Problem details: The answer must consist of every line below that contains the word "Keep".

Segment Start: Supplied information

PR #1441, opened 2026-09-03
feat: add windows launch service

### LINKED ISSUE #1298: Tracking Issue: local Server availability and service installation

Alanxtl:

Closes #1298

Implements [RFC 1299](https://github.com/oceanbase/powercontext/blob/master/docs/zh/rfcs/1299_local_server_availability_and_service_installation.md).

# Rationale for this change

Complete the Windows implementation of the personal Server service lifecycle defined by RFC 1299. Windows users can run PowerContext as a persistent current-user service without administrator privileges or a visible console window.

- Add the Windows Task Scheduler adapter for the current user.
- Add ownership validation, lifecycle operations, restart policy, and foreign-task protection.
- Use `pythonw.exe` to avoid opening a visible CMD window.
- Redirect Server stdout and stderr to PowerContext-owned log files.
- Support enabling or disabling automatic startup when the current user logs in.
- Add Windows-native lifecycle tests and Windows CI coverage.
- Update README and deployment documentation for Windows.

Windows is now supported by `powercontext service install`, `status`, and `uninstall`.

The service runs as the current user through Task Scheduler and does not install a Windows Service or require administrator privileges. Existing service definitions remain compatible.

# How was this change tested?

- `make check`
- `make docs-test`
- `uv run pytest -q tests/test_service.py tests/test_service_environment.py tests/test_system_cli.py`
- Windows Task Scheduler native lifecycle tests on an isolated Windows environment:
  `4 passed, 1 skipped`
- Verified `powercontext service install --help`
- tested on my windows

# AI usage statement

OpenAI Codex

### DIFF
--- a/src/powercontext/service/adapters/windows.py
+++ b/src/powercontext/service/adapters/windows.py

Segment End: Supplied information
Segment Start: Supplied information

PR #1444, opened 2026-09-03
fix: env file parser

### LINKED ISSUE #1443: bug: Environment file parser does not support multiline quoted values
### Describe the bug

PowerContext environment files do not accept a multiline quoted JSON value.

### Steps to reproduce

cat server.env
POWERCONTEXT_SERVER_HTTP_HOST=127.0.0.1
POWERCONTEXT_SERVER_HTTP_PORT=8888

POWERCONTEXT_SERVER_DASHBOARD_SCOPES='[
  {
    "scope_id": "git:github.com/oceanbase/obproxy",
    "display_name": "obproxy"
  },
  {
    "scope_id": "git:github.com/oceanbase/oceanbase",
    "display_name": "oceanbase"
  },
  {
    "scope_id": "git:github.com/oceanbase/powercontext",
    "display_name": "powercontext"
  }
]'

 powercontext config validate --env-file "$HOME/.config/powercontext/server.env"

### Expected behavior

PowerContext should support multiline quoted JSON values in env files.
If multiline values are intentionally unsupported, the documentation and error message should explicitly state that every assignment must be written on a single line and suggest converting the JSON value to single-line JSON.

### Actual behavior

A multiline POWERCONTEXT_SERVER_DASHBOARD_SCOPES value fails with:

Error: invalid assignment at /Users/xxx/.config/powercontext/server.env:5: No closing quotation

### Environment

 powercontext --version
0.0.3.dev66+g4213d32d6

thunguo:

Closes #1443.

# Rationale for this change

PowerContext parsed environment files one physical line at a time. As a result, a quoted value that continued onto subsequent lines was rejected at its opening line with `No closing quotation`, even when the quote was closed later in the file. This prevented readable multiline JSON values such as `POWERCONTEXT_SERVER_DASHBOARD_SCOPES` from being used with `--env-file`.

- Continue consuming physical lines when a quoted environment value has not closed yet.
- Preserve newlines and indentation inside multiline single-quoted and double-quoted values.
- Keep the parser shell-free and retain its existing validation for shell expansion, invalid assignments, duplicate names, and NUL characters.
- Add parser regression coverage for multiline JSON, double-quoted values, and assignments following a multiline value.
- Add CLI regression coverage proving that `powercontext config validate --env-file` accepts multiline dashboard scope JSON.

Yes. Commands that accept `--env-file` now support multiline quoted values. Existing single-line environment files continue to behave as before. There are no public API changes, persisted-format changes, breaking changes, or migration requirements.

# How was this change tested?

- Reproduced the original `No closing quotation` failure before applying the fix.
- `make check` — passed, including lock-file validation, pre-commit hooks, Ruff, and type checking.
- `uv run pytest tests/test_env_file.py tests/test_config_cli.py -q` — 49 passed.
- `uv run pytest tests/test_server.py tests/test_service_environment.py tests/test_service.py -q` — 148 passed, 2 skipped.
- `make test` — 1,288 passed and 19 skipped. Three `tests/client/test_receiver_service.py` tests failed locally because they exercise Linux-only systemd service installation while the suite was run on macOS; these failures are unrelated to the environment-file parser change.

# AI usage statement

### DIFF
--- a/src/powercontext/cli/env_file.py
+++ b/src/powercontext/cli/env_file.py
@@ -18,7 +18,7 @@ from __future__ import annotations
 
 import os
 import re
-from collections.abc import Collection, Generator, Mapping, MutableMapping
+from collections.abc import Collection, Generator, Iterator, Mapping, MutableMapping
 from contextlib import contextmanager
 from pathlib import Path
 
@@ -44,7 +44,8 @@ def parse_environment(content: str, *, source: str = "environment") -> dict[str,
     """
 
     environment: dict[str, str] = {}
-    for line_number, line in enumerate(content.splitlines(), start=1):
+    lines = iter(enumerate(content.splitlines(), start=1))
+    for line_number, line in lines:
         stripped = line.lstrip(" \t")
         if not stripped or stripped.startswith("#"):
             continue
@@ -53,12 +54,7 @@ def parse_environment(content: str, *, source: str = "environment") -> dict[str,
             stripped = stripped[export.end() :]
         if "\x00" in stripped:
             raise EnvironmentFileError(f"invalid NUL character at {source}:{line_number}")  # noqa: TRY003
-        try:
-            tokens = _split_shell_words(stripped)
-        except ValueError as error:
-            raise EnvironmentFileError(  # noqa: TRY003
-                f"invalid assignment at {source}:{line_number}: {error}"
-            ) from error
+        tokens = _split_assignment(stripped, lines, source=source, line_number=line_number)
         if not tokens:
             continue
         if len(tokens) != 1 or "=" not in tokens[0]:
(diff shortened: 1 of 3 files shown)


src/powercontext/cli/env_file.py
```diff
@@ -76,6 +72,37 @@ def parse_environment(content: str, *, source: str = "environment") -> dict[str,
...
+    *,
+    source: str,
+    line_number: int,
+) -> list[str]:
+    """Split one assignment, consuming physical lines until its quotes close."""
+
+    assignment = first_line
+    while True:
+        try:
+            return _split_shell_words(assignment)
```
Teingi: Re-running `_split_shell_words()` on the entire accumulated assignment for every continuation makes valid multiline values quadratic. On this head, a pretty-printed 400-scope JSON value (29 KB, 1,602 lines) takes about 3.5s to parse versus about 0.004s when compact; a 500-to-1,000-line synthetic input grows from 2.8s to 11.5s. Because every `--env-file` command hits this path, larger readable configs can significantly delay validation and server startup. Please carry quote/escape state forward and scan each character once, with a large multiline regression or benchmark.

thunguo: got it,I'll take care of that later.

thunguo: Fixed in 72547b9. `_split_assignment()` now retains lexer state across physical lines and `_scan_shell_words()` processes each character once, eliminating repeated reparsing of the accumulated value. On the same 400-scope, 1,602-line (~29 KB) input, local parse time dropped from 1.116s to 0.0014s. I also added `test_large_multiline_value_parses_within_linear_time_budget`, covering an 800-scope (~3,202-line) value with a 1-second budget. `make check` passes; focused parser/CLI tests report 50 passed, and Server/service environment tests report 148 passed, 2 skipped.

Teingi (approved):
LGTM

Segment End: Supplied information
Segment Start: Supplied information

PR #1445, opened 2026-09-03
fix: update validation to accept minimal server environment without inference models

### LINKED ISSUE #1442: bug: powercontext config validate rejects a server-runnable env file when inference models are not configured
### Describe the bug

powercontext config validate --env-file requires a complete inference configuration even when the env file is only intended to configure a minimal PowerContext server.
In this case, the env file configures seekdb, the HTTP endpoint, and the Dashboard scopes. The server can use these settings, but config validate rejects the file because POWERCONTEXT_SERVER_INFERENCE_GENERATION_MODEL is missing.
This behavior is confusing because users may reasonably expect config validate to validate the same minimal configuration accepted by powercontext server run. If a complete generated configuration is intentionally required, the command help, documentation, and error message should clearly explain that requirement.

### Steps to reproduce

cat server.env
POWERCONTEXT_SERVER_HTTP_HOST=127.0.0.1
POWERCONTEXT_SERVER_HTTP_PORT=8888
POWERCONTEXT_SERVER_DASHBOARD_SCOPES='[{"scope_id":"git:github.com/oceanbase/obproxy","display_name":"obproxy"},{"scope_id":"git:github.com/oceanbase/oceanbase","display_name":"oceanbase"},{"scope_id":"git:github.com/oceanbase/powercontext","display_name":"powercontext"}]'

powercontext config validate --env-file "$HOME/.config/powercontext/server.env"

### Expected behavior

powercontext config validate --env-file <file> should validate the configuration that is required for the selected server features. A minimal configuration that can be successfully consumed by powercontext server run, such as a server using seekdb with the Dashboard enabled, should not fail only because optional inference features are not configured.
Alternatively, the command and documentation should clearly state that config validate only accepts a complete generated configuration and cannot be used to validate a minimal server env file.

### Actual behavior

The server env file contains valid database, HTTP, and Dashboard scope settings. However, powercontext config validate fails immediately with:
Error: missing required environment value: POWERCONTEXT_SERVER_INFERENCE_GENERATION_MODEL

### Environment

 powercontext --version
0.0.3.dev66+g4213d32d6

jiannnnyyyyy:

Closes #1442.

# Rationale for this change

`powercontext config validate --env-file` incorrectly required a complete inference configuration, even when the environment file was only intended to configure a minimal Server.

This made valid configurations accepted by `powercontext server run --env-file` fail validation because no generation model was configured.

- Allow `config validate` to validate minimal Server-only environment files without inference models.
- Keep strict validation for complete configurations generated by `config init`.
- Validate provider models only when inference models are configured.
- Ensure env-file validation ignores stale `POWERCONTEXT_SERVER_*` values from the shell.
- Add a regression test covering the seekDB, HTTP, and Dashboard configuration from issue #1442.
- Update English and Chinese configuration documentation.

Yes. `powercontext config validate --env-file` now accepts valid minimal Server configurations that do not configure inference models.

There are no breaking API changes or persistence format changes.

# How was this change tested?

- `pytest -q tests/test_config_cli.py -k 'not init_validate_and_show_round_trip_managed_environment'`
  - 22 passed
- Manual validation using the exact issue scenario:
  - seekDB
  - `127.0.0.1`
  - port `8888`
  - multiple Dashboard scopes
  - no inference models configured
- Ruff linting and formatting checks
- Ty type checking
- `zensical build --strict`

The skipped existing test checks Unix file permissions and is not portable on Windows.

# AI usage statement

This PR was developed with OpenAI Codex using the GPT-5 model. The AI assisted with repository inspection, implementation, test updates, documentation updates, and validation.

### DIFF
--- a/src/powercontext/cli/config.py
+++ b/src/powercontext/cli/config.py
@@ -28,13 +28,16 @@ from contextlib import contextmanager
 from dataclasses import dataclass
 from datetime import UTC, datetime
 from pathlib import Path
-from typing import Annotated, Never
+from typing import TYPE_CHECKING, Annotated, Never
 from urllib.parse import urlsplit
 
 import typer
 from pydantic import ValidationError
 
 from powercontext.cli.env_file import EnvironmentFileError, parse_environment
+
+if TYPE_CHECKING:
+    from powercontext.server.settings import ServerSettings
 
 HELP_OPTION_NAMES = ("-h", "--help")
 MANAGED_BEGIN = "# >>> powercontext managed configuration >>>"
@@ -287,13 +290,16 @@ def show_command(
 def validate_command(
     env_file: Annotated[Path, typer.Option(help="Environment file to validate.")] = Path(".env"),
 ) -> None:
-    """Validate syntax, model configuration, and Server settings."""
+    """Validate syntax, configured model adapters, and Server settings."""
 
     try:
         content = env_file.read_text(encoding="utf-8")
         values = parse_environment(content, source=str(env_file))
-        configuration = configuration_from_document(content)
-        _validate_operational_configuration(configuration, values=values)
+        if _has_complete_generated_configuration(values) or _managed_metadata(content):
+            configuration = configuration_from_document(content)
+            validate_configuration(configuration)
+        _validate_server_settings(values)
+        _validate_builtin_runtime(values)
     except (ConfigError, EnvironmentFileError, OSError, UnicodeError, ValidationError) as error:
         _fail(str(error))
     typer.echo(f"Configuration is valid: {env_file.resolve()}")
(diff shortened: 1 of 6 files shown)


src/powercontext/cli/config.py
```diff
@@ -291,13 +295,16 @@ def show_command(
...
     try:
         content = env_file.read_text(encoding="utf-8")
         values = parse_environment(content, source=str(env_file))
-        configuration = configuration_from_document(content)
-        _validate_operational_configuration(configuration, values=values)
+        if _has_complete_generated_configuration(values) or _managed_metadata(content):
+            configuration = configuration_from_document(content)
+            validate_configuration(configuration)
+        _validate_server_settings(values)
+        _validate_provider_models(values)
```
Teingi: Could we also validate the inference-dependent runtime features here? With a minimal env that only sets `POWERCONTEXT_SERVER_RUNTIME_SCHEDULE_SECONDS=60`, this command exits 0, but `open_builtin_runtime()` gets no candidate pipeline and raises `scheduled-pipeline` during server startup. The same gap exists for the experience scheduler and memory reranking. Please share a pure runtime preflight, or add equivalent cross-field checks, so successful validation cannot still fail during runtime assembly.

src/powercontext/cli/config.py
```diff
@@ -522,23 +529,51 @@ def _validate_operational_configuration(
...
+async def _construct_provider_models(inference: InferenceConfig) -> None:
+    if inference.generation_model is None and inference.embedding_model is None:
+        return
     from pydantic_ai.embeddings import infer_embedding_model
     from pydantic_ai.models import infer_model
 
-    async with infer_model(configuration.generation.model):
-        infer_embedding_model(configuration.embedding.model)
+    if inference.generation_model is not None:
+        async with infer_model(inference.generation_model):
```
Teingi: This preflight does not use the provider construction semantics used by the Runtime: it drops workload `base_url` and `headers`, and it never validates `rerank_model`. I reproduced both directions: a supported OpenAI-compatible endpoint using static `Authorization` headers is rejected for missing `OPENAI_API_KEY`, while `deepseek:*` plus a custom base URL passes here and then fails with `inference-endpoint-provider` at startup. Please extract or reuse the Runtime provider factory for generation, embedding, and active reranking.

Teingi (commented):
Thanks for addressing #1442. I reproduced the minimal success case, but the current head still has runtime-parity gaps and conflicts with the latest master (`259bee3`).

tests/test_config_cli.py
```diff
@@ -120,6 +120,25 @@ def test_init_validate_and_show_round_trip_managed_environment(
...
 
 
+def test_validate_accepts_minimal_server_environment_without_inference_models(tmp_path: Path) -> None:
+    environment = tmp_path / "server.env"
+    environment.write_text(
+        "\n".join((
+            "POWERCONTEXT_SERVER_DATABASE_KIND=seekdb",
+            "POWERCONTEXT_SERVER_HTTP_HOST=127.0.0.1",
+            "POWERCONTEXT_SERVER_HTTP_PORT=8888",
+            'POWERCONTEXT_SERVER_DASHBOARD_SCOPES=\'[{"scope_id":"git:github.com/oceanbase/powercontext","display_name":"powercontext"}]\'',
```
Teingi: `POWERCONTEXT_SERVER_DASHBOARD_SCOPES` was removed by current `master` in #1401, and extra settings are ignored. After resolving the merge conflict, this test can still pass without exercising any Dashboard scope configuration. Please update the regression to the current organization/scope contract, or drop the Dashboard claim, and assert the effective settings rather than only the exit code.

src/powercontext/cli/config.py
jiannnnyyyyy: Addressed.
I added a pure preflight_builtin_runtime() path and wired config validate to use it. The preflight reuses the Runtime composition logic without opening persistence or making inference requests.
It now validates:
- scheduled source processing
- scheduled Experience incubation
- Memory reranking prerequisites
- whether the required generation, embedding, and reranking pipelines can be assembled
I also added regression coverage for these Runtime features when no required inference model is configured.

Segment End: Supplied information

Answer to the problem:
- Keep the parser shell-free and retain its existing validation for shell expansion, invalid assignments, duplicate names, and NUL characters.
- Keep strict validation for complete configurations generated by `config init`.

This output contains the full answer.